NAIROBI, Kenya (BP) — Secret Christians in Somalia were not surprised by a sudden government ban on Christmas celebrations, but it did darken their plans, Christian leaders said.
The government on Dec. 22 announced a ban on Christmas and New Year’s Day celebrations, with Mohamed Khayrow, director general of Somalia’s Ministry of Religious Affairs, saying they “could damage the faith of the Muslim community.” Most Somalis use an Islamic calendar that does not recognize Jan. 1 as the start of a new year.
Underground churches in Somalia had planned Christmas and New Year’s celebrations to be held in homes, but they feared holding them after the ban was announced, church leaders in Somalia told Morning Star News.
“We all understand that the believers don’t have the freedom to celebrate Christmas in Somalia, but to officially ban Christmas adds to the pains the believers are already going through,” said one Christian leader. “If one of our members were to somehow betray such a gathering, then many of us would face the full demands of the law. It would land us in jail, and we would possibly be executed.”
An influx of Somali refugees returning from other countries with a Christian tradition such as Kenya, coupled with the presence of Christians among 22,000 African Union peacekeepers and other foreigners, appears to have prompted the ban, the Christian leader said.
A previous ban announced Dec. 24, 2013, had been rescinded in January 2014, according to the U.S. State Department. Asserting that all people in Somalia are Sunni Muslims, Somali officials last month reinstituted the ban.
“It is not true to say that there is no Christian community in Somalia,” the Christian leader said. “The government is aware of several brutal killings that Somali secret Christians have undergone in Somalia.”

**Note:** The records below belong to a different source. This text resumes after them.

Issue #62, opened 2023-10-10
Disable Password Login


kewisch:
### Enhancement Proposal

We use SSO exclusively. The password login should be disabled in [password_config](https://matrix-org.github.io/synapse/latest/usage/configuration/config_documentation.html#password_config). This will also avoid the profile settings where it looks like users can change their passwords.

kewisch:
@amandahla while #77 is merged, it appears we haven't actually disabled this for the ubuntu server. can you take a look? QA STR:

1. Open private window, go to app.element.io
2. Edit homeserver to be ubuntu.com

Expected:
<img width="696" alt="image" src="https://github.com/canonical/synapse-operator/assets/607198/5c84edc7-fad8-4d86-ae57-6e4db211ad3d">

Actual right now:
<img width="679" alt="image" src="https://github.com/canonical/synapse-operator/assets/607198/ea808b38-54d1-4894-903c-ce06ff4717e5">

amandahla:
This issue has been transferred to a Jira story for further tracking as a feature request. Closing this issue for now. Thanks for your input!

PR #77, opened 2023-10-18
Add enable_password_config

amandahla:
### Overview

Add configuration to change password_config behavior.

### Rationale

This way the administrator can disable password login if the user login via SSO, for example.

### Checklist


amandahla:
Fix #62

merkata (commented):
Looking at the [config](https://matrix-org.github.io/synapse/v1.59/usage/configuration/config_documentation.html) documentation, password_config is nested, so I'm suggesting to expose password_config and deal with enabling/disabling in the function. I imagine if we want to deal with password configuration in the future, if we go with the current route we would add additional fields, like minimum_length_policy_password_config (to get to password_config.policy.minimum_length and change the min pass length for instance). Another thing to consider is when we render the current password_config to update what we're interested in and the rest should remain unchanged, so if you toggle password_config on and off and you have made changes to the policy (like the min pass length) it does not get lost. It would be clearer to me also that a disable_password_config that takes a password_config object changes the enabled parameter and not enable_password_config. I'm not sure how the function is called though - shouldn't pebble be made aware of that change via the on.config_changed path?

config.yaml
```diff
@@ -8,6 +8,11 @@ options:
     description: |
       Configures whether to enable Mjolnir - moderation tool for Matrix.
       Reference: https://github.com/matrix-org/mjolnir
+  enable_password_config:
+    type: boolean
+    default: true
+    description: |
+      Defaults to true. Set to false to disable password authentication.
```
mthaddon, line 15: I think it might be worth explaining why you might want to disable this - e.g. if you have SSO.

amandahla: Good point, changed.

src/synapse/workload.py
```diff
@@ -289,6 +289,24 @@ def enable_metrics(container: ops.Container) -> None:
         raise EnableMetricsError(str(exc)) from exc
 
 
+def disable_password_config(container: ops.Container) -> None:
```
cbartz, line 292: Sorry, but I have not seen where this function is called? Shouldn't it be called when the config is set to false?

gregory-schiano:
Isn't something missing in this PR ?
I see a new config added to the charm_start but it doesn't seem to be used, and there's a method that disable password config but in an "hardcoded" way

src/synapse/workload.py
amandahla: I have no idea what happened, maybe it was lost while merging with previous PRs, but now I added to change_config the call to this function.

nrobinaubertin (approved):

tests/unit/test_synapse_workload.py
```diff
@@ -377,6 +377,51 @@ def test_enable_serve_server_wellknown_error(monkeypatch: pytest.MonkeyPatch):
...
+        "password_config": {
+            "enabled": False,
+        },
+    }
+    assert push_mock.call_args[0][1] == yaml.safe_dump(expected_config_content)
+
+
+def test_disable_password_config_error(monkeypatch: pytest.MonkeyPatch):
+    """
+    arrange: set mock container with file.
```
cbartz, line 411: Nitpicky: I think it is worth mentioning that an error case is set up here.

cbartz (approved):
Looks good, have one nitpicky comment.

tests/unit/test_synapse_workload.py
amandahla: Thanks for pointing that out. I'll change it in a follow-up PR (I'll add to the refactoring issue just in case to not forget).

PR #108, opened 2023-11-21
Add Synapse NGINX pebble ready event handler

amandahla:
### Overview

If for any reason the Synapse NGINX pebble check fails, the container is restarted, a pebble ready event emitted but since there is no handler for it, the pebble plan is not re-created. This PR solves this by adding a handler to this event.

Not related but since is a small change this PR also add a strip to each item of federation domain whitelist as suggested [here](https://github.com/canonical/synapse-operator/pull/94).

### Rationale

Guarantee that Synapse NGINX pebble layer is always planned.

### Juju Events Changes

Add _on_synapse_nginx_pebble_ready

### Module Changes

N/A

### Library Changes

N/A

### Checklist

### DIFF
--- a/src/charm.py
+++ b/src/charm.py
@@ -96,7 +96,7 @@ class SynapseCharm(ops.CharmBase):
         """Change configuration."""
         container = self.unit.get_container(synapse.SYNAPSE_CONTAINER_NAME)
         if not container.can_connect():
-            self.unit.status = ops.MaintenanceStatus("Waiting for pebble")
+            self.unit.status = ops.MaintenanceStatus("Waiting for Synapse pebble")
             return
         self.model.unit.status = ops.MaintenanceStatus("Configuring Synapse")
         try:
@@ -106,7 +106,7 @@ class SynapseCharm(ops.CharmBase):
             return
         container = self.unit.get_container(synapse.SYNAPSE_NGINX_CONTAINER_NAME)
         if not container.can_connect():
-            self.unit.status = ops.MaintenanceStatus("Waiting for pebble")
+            self.unit.status = ops.MaintenanceStatus("Waiting for Synapse NGINX pebble")
             return
         self.pebble_service.replan_nginx(container)
         self.model.unit.status = ops.ActiveStatus()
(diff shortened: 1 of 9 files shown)


cbartz (approved):
LGTM

src/charm.py
```diff
@@ -111,7 +104,12 @@ def change_config(self) -> None:
         except PebbleServiceError as exc:
             self.model.unit.status = ops.BlockedStatus(str(exc))
             return
-        self.replan_nginx()
+        container = self.unit.get_container(synapse.SYNAPSE_NGINX_CONTAINER_NAME)
+        if not container.can_connect():
+            self.unit.status = ops.MaintenanceStatus("Waiting for pebble")
```
mthaddon, line 109: Should we maybe say which pebble we're waiting for here? Same comment for others below.

mthaddon (commented):
One comment inline. Also, I think it would be good to have a test/some tests for this change.

amandahla:
> One comment inline. Also, I think it would be good to have a test/some tests for this change.

@mthaddon Any suggestion on how to test this situation? Integration test?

The U.S. State Department estimates that Shia Muslims, Christians and other groups constitute less than 1 percent of Somalia’s population.
Somalia was second only to North Korea on the 2014 Open Doors ranking of countries where persecution is most severe. Al-Shabaab rebels and other Islamic extremists in Somalia have killed several Christian civilians in the course of their fight to take control of the country. Sheik Nur Barud Gurhan, deputy chairman of the Supreme Religious Council of Somalia, reportedly said Islamic scholars were warning against Christmas and New Year’s celebrations because they were not relevant to Islam and could be subject to attacks by al-Shabaab rebels.
Al-Shabaab militants in 2014 attacked a Christmas party at an African Union military base in Mogadishu, killing three peacekeepers and a civilian. Among duties of African Union Mission in Somalia (AMISOM) peacekeeping troops is to support the Federal Government of Somalia’s forces against al-Shabaab militants. The units have dislodged al-Shabaab from many of its strongholds.
On several occasions, “a number of our secret Somali believers were beheaded … by al-Shabaab, who had maintained a stand similar to the ban that the Somali government has issued on Christmas and New Year’s celebrations,” the Christian leader told Morning Star News.
Somalia’s constitution establishes Islam as the state religion and prohibits the propagation of any other religion, the U.S. State Department said in its 2014 International Religious Freedom Report. The Somalian constitution also requires that laws comply with principles of Sharia law and “there are no exemptions from application of sharia legal principles for non-Muslims,” the report states.
“Al-Shabaab persecuted minority Somali Christians in areas under its control, including executing suspected converts to Christianity,” the report states.